#### Data

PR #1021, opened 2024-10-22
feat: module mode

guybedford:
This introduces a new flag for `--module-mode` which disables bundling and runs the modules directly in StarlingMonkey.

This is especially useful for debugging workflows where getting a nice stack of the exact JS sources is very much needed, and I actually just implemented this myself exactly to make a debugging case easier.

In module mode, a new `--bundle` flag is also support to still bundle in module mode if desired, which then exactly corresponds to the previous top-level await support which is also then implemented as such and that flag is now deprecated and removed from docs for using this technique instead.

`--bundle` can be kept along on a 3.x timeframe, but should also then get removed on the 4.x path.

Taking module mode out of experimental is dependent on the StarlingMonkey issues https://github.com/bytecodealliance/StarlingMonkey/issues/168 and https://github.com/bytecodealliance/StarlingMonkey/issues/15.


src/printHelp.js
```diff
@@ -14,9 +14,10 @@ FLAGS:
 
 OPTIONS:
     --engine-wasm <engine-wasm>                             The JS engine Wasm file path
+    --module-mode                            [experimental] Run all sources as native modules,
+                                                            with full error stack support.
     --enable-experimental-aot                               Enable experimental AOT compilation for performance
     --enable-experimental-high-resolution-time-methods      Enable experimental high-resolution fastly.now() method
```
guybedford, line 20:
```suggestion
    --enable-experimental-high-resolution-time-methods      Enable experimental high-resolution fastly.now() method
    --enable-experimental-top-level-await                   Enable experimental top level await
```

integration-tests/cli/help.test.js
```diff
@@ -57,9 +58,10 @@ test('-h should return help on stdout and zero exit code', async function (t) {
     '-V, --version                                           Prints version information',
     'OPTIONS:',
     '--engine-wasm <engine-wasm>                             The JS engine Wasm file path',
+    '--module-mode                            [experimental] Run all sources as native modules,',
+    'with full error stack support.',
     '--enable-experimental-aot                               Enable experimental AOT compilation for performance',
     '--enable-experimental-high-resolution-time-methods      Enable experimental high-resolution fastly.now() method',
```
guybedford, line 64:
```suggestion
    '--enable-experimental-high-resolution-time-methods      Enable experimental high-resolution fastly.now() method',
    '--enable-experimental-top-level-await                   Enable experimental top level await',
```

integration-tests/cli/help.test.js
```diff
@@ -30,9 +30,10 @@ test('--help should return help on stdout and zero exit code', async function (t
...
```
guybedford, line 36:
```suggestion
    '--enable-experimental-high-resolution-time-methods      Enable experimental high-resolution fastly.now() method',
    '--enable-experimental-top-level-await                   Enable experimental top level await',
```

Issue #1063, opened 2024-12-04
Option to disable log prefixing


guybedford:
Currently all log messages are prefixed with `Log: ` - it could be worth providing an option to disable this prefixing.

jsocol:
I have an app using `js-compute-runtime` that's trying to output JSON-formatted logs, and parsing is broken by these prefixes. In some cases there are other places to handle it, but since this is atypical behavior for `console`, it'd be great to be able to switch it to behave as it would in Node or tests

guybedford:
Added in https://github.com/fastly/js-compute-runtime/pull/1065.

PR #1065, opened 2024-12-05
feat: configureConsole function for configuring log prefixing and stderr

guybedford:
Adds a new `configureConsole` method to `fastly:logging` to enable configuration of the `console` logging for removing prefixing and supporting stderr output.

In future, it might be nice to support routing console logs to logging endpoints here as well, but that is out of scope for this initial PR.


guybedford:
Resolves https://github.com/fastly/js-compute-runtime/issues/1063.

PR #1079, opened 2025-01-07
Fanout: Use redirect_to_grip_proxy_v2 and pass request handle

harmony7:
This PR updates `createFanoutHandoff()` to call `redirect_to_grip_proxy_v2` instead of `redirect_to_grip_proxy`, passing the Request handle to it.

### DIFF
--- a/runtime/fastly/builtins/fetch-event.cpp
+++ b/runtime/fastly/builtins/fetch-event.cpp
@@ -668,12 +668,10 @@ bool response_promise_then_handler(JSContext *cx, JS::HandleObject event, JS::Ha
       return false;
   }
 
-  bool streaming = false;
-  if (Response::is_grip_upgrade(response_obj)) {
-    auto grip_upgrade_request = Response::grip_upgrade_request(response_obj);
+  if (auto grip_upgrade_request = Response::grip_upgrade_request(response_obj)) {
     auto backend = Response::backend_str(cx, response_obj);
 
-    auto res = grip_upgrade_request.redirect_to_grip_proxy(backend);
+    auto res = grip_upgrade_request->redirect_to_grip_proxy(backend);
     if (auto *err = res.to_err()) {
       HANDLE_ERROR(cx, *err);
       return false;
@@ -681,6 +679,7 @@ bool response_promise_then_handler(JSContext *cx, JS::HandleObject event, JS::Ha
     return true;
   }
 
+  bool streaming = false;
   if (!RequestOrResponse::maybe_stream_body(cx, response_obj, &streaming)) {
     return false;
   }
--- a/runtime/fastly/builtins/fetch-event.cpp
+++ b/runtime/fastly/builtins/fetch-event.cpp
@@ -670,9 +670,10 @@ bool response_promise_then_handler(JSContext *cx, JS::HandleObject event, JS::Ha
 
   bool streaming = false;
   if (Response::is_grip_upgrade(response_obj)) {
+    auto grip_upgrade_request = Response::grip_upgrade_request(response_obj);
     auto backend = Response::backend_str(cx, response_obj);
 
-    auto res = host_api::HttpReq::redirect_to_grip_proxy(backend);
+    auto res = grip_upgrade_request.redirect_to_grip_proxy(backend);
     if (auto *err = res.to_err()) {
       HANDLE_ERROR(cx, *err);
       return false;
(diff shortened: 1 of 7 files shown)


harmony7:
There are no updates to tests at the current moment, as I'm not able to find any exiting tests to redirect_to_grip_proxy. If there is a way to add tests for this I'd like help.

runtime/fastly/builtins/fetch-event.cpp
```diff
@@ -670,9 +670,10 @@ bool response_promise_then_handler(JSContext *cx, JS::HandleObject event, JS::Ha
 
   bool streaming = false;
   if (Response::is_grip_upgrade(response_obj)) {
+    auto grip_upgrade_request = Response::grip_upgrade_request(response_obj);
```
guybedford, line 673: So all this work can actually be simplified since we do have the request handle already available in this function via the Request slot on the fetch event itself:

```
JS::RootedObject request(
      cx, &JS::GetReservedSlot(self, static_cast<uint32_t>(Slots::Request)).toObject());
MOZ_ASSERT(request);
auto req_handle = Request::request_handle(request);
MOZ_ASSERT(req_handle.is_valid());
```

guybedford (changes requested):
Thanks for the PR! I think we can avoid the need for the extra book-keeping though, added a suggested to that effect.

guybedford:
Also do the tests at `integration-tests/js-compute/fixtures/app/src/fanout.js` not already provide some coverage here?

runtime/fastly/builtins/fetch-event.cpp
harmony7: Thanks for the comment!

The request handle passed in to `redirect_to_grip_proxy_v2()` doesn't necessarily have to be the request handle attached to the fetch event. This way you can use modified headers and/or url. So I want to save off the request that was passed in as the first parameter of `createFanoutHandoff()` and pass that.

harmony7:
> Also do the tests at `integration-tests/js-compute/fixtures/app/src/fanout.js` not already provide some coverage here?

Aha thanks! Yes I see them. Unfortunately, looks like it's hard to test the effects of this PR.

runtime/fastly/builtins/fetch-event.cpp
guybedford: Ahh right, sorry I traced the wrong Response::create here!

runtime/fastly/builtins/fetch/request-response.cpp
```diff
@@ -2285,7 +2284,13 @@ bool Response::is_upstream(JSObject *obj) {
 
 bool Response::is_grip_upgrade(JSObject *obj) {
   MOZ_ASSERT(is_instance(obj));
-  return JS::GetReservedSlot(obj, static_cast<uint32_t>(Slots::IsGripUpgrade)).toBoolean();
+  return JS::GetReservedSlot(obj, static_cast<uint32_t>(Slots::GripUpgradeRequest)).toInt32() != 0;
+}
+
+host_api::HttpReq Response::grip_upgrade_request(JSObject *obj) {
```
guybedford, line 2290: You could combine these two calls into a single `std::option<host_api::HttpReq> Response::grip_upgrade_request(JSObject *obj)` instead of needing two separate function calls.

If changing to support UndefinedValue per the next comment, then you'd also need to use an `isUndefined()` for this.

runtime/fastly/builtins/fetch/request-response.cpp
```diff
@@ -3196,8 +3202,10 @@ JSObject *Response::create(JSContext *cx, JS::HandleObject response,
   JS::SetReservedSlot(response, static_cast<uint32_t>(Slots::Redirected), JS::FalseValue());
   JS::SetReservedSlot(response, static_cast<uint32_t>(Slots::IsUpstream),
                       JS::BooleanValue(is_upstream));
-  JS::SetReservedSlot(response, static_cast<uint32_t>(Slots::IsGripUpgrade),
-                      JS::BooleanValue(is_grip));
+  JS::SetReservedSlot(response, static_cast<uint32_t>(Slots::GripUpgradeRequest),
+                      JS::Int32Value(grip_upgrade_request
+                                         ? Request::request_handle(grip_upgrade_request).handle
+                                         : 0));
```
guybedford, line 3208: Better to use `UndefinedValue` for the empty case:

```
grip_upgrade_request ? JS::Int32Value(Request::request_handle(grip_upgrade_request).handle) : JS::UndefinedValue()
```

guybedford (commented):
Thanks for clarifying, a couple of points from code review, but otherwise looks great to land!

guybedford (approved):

########

**Your instructions:** Lines of the listing that include the string "feat" are to be counted; state that count alone.

**Answer section:** 2